But people don’t choose a VC career because they believe they will generate average returns. The best investors are optimists, and much like founders, they are irrationally confident about their ability to excel despite the odds.
In some pursuits, overconfidence should be avoided completely. The “safest ship ever built” turned out to be a disaster in 1912 when an iceberg collision sank the Titanic. Overconfidence curtailed safety measures, such as having more lifeboats and a double-hull on both the bottom and side hulls, which could have saved lives.
However, there are cases where being bullish about yourself is an advantage. Areas dominated by power laws and innovation (such as art, sports, and technology investing) require high conviction to get started and even more to persevere long enough to do well.
If you’re too rational about the odds, self-doubt can hinder progress. No one believed a socially awkward music producer could become a Grammy award-winning rapper.
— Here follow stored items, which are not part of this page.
Issue #811, opened 2025-02-10
Update documentation to use `llm.call` as the default everywhere that makes sense


willbakst:
I think it makes the most sense only the show the provider-specific `mirascope.core` modules when discussing provider-specific features. For example, using provider-specific messages, call parameters, features (e.g. OpenAI `strict`).

We could also remove a lot of the tabbing across the documentation by showing just a single `llm.call` method example. This would make it a lot easier to maintain the documentation long term as we add more features.

- [X] WELCOME
- [ ] Why
- [ ] Tutorials (there are so many oof)
- [x] Calls
- [x] Streams
- [x] Chaining
- [X] Response Models
- [X] JSON Mode
- [X] Output Parsers
- [x] Tools
- [x] Agents
- [x] Evals
- [x] Async
- [x] Retries
- [ ] Middleware
- [ ] MCP Client
- [ ] Integrations

teamdandelion:
I'd be happy to take this on, too, if @koxudaxi doesn't mind. It aligns well with my intention to read through and grok all the docs. 🙂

Similarly, few thought a skinny kid from Ohio could turn into a basketball legend or that a young woman, mocked for her village roots, could ever turn into one of the greatest investors in China.1 However, all these individuals were strictly overconfident about their prospects. Their success demanded it.
I once asked a well-known and successful VC about the distinction between investors who stick it out for the long run until they have a great track record versus those who give up the craft prematurely. I also wondered, ‘What if I do this forever and never have a successful investment record?’ His response immediately cleared the fog of doubt. The basic message was this: You must believe you can excel; otherwise why bother with the pursuit?
It turns out that overconfidence in VC matters. Having too little dooms you to timidness – you’ll never take enough investment risk to back outliers. Having too much, on the other hand, is reckless – you can fool yourself into making investments no rational investor would ever make. (See the FTX saga for an excellent example of this.) However, a generous amount of irrational self-belief is an asset.
An upcoming research paper by Salma Amor and Maher Kool looks at how overconfidence affects performance in venture capital. Their analysis of IPO and M&A data across two decades found that overconfident VCs were more likely to have IPO exits and were quicker to raise new funds. (On the founder’s side, this paper finds that overconfident CEOs have higher rates of innovation. They’re more willing to take risks with uncertain but significant payoffs.)
Being irrationally confident means seeing more of the upside and actively pursuing it. In contrast, pessimists focus too much on pitfalls rather than on what’s possible. More tellingly, without emanating confidence, it’s difficult to get other people to believe in you, too. That makes it doubly harder to partner with talent, founders, and investors in your fund. So in the venture world, you have to believe you can become a great investor and show it. Otherwise, self-doubt becomes a self-fulfilling prophecy.
Overconfidence is clearly a double-edged sword. Arrogance and hubris leave no room for learning and improvement. This is further illustrated by Amor and Kool’s research, which found a nonlinear inverse U-shaped relationship between overconfidence and performance. Yet, having too little of it is bad, too much will often be dangerous, but a generous portion is advantageous.
🥡 Practical Takeaway: You’ll need as much conviction as you can muster to sustain a long investing career. Part of it comes from inspiration (look to others who’ve done it before), but the most reliable kind of confidence comes from working hard to get good at what you do.
The investor here is Kathy Xu. Her teacher at Nanjing University was Donda West, the mother to Kanye West. Donda is known for inspiring Kanye’s self-belief. But she also did it as a teacher with her students. In the first class she taught Kathy, Donda proclaimed to all the students: “You are unique, you are a marvel. There has been no person like you in the last 500 years and there will be no person like you in the next 500 years.”